Carry over every entry exactly as it appears in the records.

# # # #

PR #317, opened 2021-08-27
Added errors 214 & 222, so I can delete the very first push request I…

### LINKED ISSUE #119: Error code 214 - Placement location information not required.
#### Error code
214
#### Description to display
Placement location information not required.
Placement location information is not required for children with a legal status of V3 or V4.
#### DfE suggested coding
If `<LS>` = 'V3' or 'V4' then `<PL_POST>` and `<URN>` should not be provided

### LINKED ISSUE #155: Error code 366 - A child cannot change placement during the course of an individual short- term respite break.
#### Error code
366
#### Description to display
A child cannot change placement during the course of an individual short- term respite break.
Where the legal status is V3 (meaning individual short-term breaks under a respite agreement are being recorded), the reason for new episode must be S.  Check status of child to ensure that it is a genuine respite case. If
#### DfE suggested coding
Where `<LS>` = 'V3' then `<RNE>` must be 'S'

### LINKED ISSUE #297: Error code 222 - Ofsted Unique reference number (URN) should not be recorded for this placement type.
#### Error code
222
#### Description to display
Ofsted Unique reference number (URN) should not be recorded for this placement type.
Ofsted URN should not be recorded for the following placement types:
- H5 – semi-independent living accommodation not subject to Children’s Homes Regulations
= P1 - Placed with own parent(s) or other person with parental responsibility
- P2 - Independent living, for example, in flat, lodgings, bedsit, bed and breakfast (B & B) or with friends, with or without formal support
- P3 - Residential employment
- R1 - Residential care home
- R2 – National Health Service (NHS) / health trust or other establishment providing medical or nursing care
- R5 - Young offender institution or prison
- T0 - All types of temporary move
- T1 - Temporary periods in hospital
- T2 -Temporary absences of the child on holiday
- T3 - Temporary accommodation whilst normal foster carer(s) is/are on holiday
#### DfE suggested coding
If `<URN>` provided and `<URN>` not = ‘XXXXXX’, and where `<PL>` = ‘H5’; ‘P1’ ‘P2’ ‘P3’; ‘R1’; ‘R2’; ‘R5’; ‘T0’ ‘T1’; ‘T2’; ‘T3’; ‘T4’ or Z1 then `<URN>` should not be provided

PhilDeakin:
… sent.

Closes #119 
Closes #297 
Closes #155

### DIFF
--- a/validator903/config.py
+++ b/validator903/config.py
@@ -67,4 +67,6 @@ configured_errors = [
     validate_142(),
     validate_148(),
     validate_366(),
+    validate_222(),
+    validate_214(),
 ]
--- a/validator903/config.py
+++ b/validator903/config.py
@@ -66,4 +66,5 @@ configured_errors = [
     validate_1009(),
     validate_142(),
     validate_148(),
+    validate_366(),
 ]
--- a/validator903/validators.py
+++ b/validator903/validators.py
@@ -1038,12 +1038,12 @@ def validate_214():
     )
 
     def _validate(dfs):
-        if 'Episode' not in dfs:
+        if 'Episodes' not in dfs:
             return {}
         else:
-            df = dfs['Episode']
+            df = dfs['Episodes']
             mask = df['LS'].isin(['V3','V4']) & ((df['PL_POST'].notna()) | (df['URN'].notna()))
-            return {'Episode': df.index[mask].tolist()}
+            return {'Episodes': df.index[mask].tolist()}
 
     return error, _validate
 
@@ -1055,13 +1055,13 @@ def validate_222():
     )
 
     def _validate(dfs):
-        if 'Episode' not in dfs:
+        if 'Episodes' not in dfs:
             return {}
         else:
-            df = dfs['Episode']
+            df = dfs['Episodes']
             place_code_list = ['H5','P1','P2','P3','R1','R2','R5','T0','T1','T2','T3','T4','Z1']
             mask = (df['PLACE'].isin(place_code_list)) & (df['URN'].notna()) & (df['URN'] != 'XXXXXX')
-            return {'Episode': df.index[mask].tolist()}
+            return {'Episodes': df.index[mask].tolist()}
 
     return error, _validate
 
@@ -1073,11 +1073,11 @@ def validate_366():
     )
 
     def _validate(dfs):
-        if 'Episode' not in dfs:
+        if 'Episodes' not in dfs:
             return {}
         else:
-            df = dfs['Episode']
+            df = dfs['Episodes']
             mask = (df['LS'] == 'V3') & (df['RNE'] != 'S')
-            return {'Episode': df.index[mask].tolist()}
+            return {'Episodes': df.index[mask].tolist()}
 
     return error, _validate
--- a/validator903/validators.py
+++ b/validator903/validators.py
@@ -1027,7 +1027,7 @@ def validate_148():
     return error, _validate
 
 
-def validate_214 ():
+def validate_214():
     error = ErrorDefinition(
         code='214',
         description='Placement location information not required.',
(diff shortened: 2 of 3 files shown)


validator903/config.py
```diff
@@ -66,4 +66,5 @@
     validate_1009(),
     validate_142(),
     validate_148(),
+    validate_366(),
```
mwaddoups, line 69: You need to add the other two rules here I think (and double check the integration tests run).

validator903/validators.py
```diff
@@ -1025,3 +1025,56 @@ def _validate(dfs):
...
+
+    def _validate(dfs):
+        if 'Episode' not in dfs:
+            return {}
+        else:
+            df = dfs['Episode']
+            mask = df['LS'].isin(['V3','V4']) & ((df['PL_POST'].notna()) | (df['URN'].notna()))
+            return {'Episode': df.index[mask].tolist()}
+
+    return error, _validate
```
mwaddoups, line 1048: A question I don't know the answer to - does URN 'XXXXX' also count as not providing a URN? Or should that fail validation here?

mwaddoups: Based on 222's description I wonder if XXXXXXX should be maybe allowed.

validator903/validators.py
```diff
@@ -1025,3 +1025,56 @@ def _validate(dfs):
...
+
+def validate_222():
+    error = ErrorDefinition(
+        code='222',
+        description='Ofsted Unique reference number (URN) should not be recorded for this placement type.',
+        affected_fields=['URN'],
+    )
+
+    def _validate(dfs):
+        if 'Episode' not in dfs:
```
mwaddoups: Just noticed a rather large bug - this actually affects some of the preexisting rules as well.

The table is `df['Episodes']`, not `df['Episode']` - so any rule which is written against `'Episode'` doesn't run!

I'll correct the existing rules in a separate PR and try to write a test to catch that behaviour going forward.

mwaddoups (changes requested):
Logic looks good here and nice code as usual.

Just noticed a fairly major bug affecting both these and other rules that isn't tested for properly - I'm going to fix that outside this rule. Otherwise had a few minor questions about the specifics of 214 - not sure if you'll know the answer?

validator903/validators.py
PhilDeakin: We enter XXXXXX when the error demands an URN, but the placement they're at doesn't have one because it's inspected by the CQC rather than OfSted or the placement's outside England (and probably a few other reasons I can't think of off the top of my head), in terms of this particular error, the guidance doc doesn't mention XXXXXX and it does in various other errors. I think it's okay to leave it as it is, particularly since the LS codes of V3 and V4 hardly ever occur, so I don't think this error is likely to ever get thrown and I'd assume that's the same for other councils.

validator903/config.py
PhilDeakin: Added and ran pytest

validator903/validators.py
PhilDeakin: I've left it as 'Episode'. But, I'll switch over when all the codes been amended to 'Episodes'

mwaddoups: @PhilDeakin I've fixed this (in #320) and brought your branch up to date with main - you can see the tests are now failing, but if you change to Episodes everywhere they should pass.

You will need to pull changes in from Github in replit (to incorporate the merge), then make the changes and push back

validator903/validators.py
mwaddoups: That's very helpful, agree then we can leave it. Thanks Phil!

validator903/validators.py
PhilDeakin: Pushed back, thanks.

PhilDeakin: @mwaddoups done

mwaddoups (approved):
All good now - thanks for the changes and good to see these in! I'll close the other PR as well.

# # # #

▶ Reply to the exercise:
PR #317, opened 2021-08-27
Added errors 214 & 222, so I can delete the very first push request I…

### LINKED ISSUE #119: Error code 214 - Placement location information not required.
#### Error code
214
#### Description to display
Placement location information not required.
Placement location information is not required for children with a legal status of V3 or V4.
#### DfE suggested coding
If `<LS>` = 'V3' or 'V4' then `<PL_POST>` and `<URN>` should not be provided

### LINKED ISSUE #155: Error code 366 - A child cannot change placement during the course of an individual short- term respite break.
#### Error code
366
#### Description to display
A child cannot change placement during the course of an individual short- term respite break.
Where the legal status is V3 (meaning individual short-term breaks under a respite agreement are being recorded), the reason for new episode must be S.  Check status of child to ensure that it is a genuine respite case. If
#### DfE suggested coding
Where `<LS>` = 'V3' then `<RNE>` must be 'S'

### LINKED ISSUE #297: Error code 222 - Ofsted Unique reference number (URN) should not be recorded for this placement type.
#### Error code
222
#### Description to display
Ofsted Unique reference number (URN) should not be recorded for this placement type.
Ofsted URN should not be recorded for the following placement types:
- H5 – semi-independent living accommodation not subject to Children’s Homes Regulations
= P1 - Placed with own parent(s) or other person with parental responsibility
- P2 - Independent living, for example, in flat, lodgings, bedsit, bed and breakfast (B & B) or with friends, with or without formal support
- P3 - Residential employment
- R1 - Residential care home
- R2 – National Health Service (NHS) / health trust or other establishment providing medical or nursing care
- R5 - Young offender institution or prison
- T0 - All types of temporary move
- T1 - Temporary periods in hospital
- T2 -Temporary absences of the child on holiday
- T3 - Temporary accommodation whilst normal foster carer(s) is/are on holiday
#### DfE suggested coding
If `<URN>` provided and `<URN>` not = ‘XXXXXX’, and where `<PL>` = ‘H5’; ‘P1’ ‘P2’ ‘P3’; ‘R1’; ‘R2’; ‘R5’; ‘T0’ ‘T1’; ‘T2’; ‘T3’; ‘T4’ or Z1 then `<URN>` should not be provided

PhilDeakin:
… sent.

Closes #119 
Closes #297 
Closes #155

### DIFF
--- a/validator903/config.py
+++ b/validator903/config.py
@@ -67,4 +67,6 @@ configured_errors = [
     validate_142(),
     validate_148(),
     validate_366(),
+    validate_222(),
+    validate_214(),
 ]
--- a/validator903/config.py
+++ b/validator903/config.py
@@ -66,4 +66,5 @@ configured_errors = [
     validate_1009(),
     validate_142(),
     validate_148(),
+    validate_366(),
 ]
--- a/validator903/validators.py
+++ b/validator903/validators.py
@@ -1038,12 +1038,12 @@ def validate_214():
     )
 
     def _validate(dfs):
-        if 'Episode' not in dfs:
+        if 'Episodes' not in dfs:
             return {}
         else:
-            df = dfs['Episode']
+            df = dfs['Episodes']
             mask = df['LS'].isin(['V3','V4']) & ((df['PL_POST'].notna()) | (df['URN'].notna()))
-            return {'Episode': df.index[mask].tolist()}
+            return {'Episodes': df.index[mask].tolist()}
 
     return error, _validate
 
@@ -1055,13 +1055,13 @@ def validate_222():
     )
 
     def _validate(dfs):
-        if 'Episode' not in dfs:
+        if 'Episodes' not in dfs:
             return {}
         else:
-            df = dfs['Episode']
+            df = dfs['Episodes']
             place_code_list = ['H5','P1','P2','P3','R1','R2','R5','T0','T1','T2','T3','T4','Z1']
             mask = (df['PLACE'].isin(place_code_list)) & (df['URN'].notna()) & (df['URN'] != 'XXXXXX')
-            return {'Episode': df.index[mask].tolist()}
+            return {'Episodes': df.index[mask].tolist()}
 
     return error, _validate
 
@@ -1073,11 +1073,11 @@ def validate_366():
     )
 
     def _validate(dfs):
-        if 'Episode' not in dfs:
+        if 'Episodes' not in dfs:
             return {}
         else:
-            df = dfs['Episode']
+            df = dfs['Episodes']
             mask = (df['LS'] == 'V3') & (df['RNE'] != 'S')
-            return {'Episode': df.index[mask].tolist()}
+            return {'Episodes': df.index[mask].tolist()}
 
     return error, _validate
--- a/validator903/validators.py
+++ b/validator903/validators.py
@@ -1027,7 +1027,7 @@ def validate_148():
     return error, _validate
 
 
-def validate_214 ():
+def validate_214():
     error = ErrorDefinition(
         code='214',
         description='Placement location information not required.',
(diff shortened: 2 of 3 files shown)


validator903/config.py
```diff
@@ -66,4 +66,5 @@
     validate_1009(),
     validate_142(),
     validate_148(),
+    validate_366(),
```
mwaddoups, line 69: You need to add the other two rules here I think (and double check the integration tests run).

validator903/validators.py
```diff
@@ -1025,3 +1025,56 @@ def _validate(dfs):
...
+
+    def _validate(dfs):
+        if 'Episode' not in dfs:
+            return {}
+        else:
+            df = dfs['Episode']
+            mask = df['LS'].isin(['V3','V4']) & ((df['PL_POST'].notna()) | (df['URN'].notna()))
+            return {'Episode': df.index[mask].tolist()}
+
+    return error, _validate
```
mwaddoups, line 1048: A question I don't know the answer to - does URN 'XXXXX' also count as not providing a URN? Or should that fail validation here?

mwaddoups: Based on 222's description I wonder if XXXXXXX should be maybe allowed.

validator903/validators.py
```diff
@@ -1025,3 +1025,56 @@ def _validate(dfs):
...
+
+def validate_222():
+    error = ErrorDefinition(
+        code='222',
+        description='Ofsted Unique reference number (URN) should not be recorded for this placement type.',
+        affected_fields=['URN'],
+    )
+
+    def _validate(dfs):
+        if 'Episode' not in dfs:
```
mwaddoups: Just noticed a rather large bug - this actually affects some of the preexisting rules as well.

The table is `df['Episodes']`, not `df['Episode']` - so any rule which is written against `'Episode'` doesn't run!

I'll correct the existing rules in a separate PR and try to write a test to catch that behaviour going forward.

mwaddoups (changes requested):
Logic looks good here and nice code as usual.

Just noticed a fairly major bug affecting both these and other rules that isn't tested for properly - I'm going to fix that outside this rule. Otherwise had a few minor questions about the specifics of 214 - not sure if you'll know the answer?

validator903/validators.py
PhilDeakin: We enter XXXXXX when the error demands an URN, but the placement they're at doesn't have one because it's inspected by the CQC rather than OfSted or the placement's outside England (and probably a few other reasons I can't think of off the top of my head), in terms of this particular error, the guidance doc doesn't mention XXXXXX and it does in various other errors. I think it's okay to leave it as it is, particularly since the LS codes of V3 and V4 hardly ever occur, so I don't think this error is likely to ever get thrown and I'd assume that's the same for other councils.

validator903/config.py
PhilDeakin: Added and ran pytest

validator903/validators.py
PhilDeakin: I've left it as 'Episode'. But, I'll switch over when all the codes been amended to 'Episodes'

mwaddoups: @PhilDeakin I've fixed this (in #320) and brought your branch up to date with main - you can see the tests are now failing, but if you change to Episodes everywhere they should pass.

You will need to pull changes in from Github in replit (to incorporate the merge), then make the changes and push back

validator903/validators.py
mwaddoups: That's very helpful, agree then we can leave it. Thanks Phil!

validator903/validators.py
PhilDeakin: Pushed back, thanks.

PhilDeakin: @mwaddoups done

mwaddoups (approved):
All good now - thanks for the changes and good to see these in! I'll close the other PR as well.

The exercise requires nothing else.